**Problem description**
Keep to the lines from the one with "truncated silently |" through the end of the data, and write them out exactly.

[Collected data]
PR #1042, opened 2026-09-03
fix(channels): handle ragged Markdown table rows gracefully (#1031)

### LINKED ISSUE #1031: [Bug]: Unhandled ValueError when rendering Telegram Markdown tables with mismatched row column counts
### Description

In `agentos.channels._telegram_formatting`, rendering Telegram HTML from Markdown containing tables with ragged rows or mismatched column counts raises an unhandled `ValueError` exception or aborts table parsing prematurely.

Specifically:
1. For 2-column tables, `_render_table` attempts tuple unpacking (`label, value = row`). If `row` contains 1 element (e.g. `| Row 1 Only |`), Python raises `ValueError: not enough values to unpack (expected 2, got 1)`.
2. For 3+ column tables, `_render_table` iterates over `zip(clean_headers, row, strict=True)`. Because `strict=True` is enabled, any row with a different number of cells than headers triggers `ValueError: zip() argument 1 is longer than argument 2` (or vice-versa).
3. In `render_telegram_html`, `if len(row) != len(headers): break` aborts table parsing as soon as a row with a different cell count is encountered.

### Expected Behavior

`render_telegram_html` should format Markdown table rows gracefully even when column counts are mismatched or missing trailing cells, without raising unhandled `ValueError` exceptions or aborting table formatting.

### Steps to Reproduce

Run `render_telegram_html` with a 2-column or 3-column table containing ragged rows:
```python

markdown = """| Header A | Header B |
| --- | --- |
| Row 1 Only |
"""
render_telegram_html(markdown)
```

Tiktokaiagent:
## Summary

Fixes unhandled ValueError and table-abort behavior when rendering Markdown tables with ragged rows through Telegram HTML.

## Changes

- **2-col tables**: pad single-cell rows with `["", ""]` before tuple unpack to prevent `ValueError`
- **3+ col tables**: use non-strict `zip` — rows are padded or truncated to match header count
- **Table parser**: replace `break` on column-count mismatch with graceful padding so subsequent rows are still rendered

## Test Coverage (4 new, 10 total)

| Test | Coverage |
|------|----------|
| `test_two_column_table_with_single_cell_row_does_not_crash` | 2-col ragged row pads, no crash |
| `test_three_column_table_with_mismatched_row_length_does_not_crash` | 3-col with missing/extra cells pads |
| `test_three_column_table_with_extra_cells_truncated` | Extra cells truncated silently |
| `test_ragged_rows_preserve_prior_content` | Orphan rows preserve already-parsed rows |

Closes #1031

### DIFF
--- a/src/agentos/channels/_telegram_formatting.py
+++ b/src/agentos/channels/_telegram_formatting.py
@@ -127,7 +127,9 @@ def _render_table(headers: list[str], rows: list[list[str]]) -> list[str]:
             f"<b>{html.escape(clean_headers[0])} — {html.escape(clean_headers[1])}</b>"
         ]
         for row in rows:
-            label, value = row
+            # Pad ragged rows so single-cell rows do not crash tuple unpack.
+            padded = (row + ["", ""])[:2]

**The completed task**
| `test_three_column_table_with_extra_cells_truncated` | Extra cells truncated silently |
| `test_ragged_rows_preserve_prior_content` | Orphan rows preserve already-parsed rows |

Closes #1031

### DIFF
--- a/src/agentos/channels/_telegram_formatting.py
+++ b/src/agentos/channels/_telegram_formatting.py
@@ -127,7 +127,9 @@ def _render_table(headers: list[str], rows: list[list[str]]) -> list[str]:
             f"<b>{html.escape(clean_headers[0])} — {html.escape(clean_headers[1])}</b>"
         ]
         for row in rows:
-            label, value = row
+            # Pad ragged rows so single-cell rows do not crash tuple unpack.
+            padded = (row + ["", ""])[:2]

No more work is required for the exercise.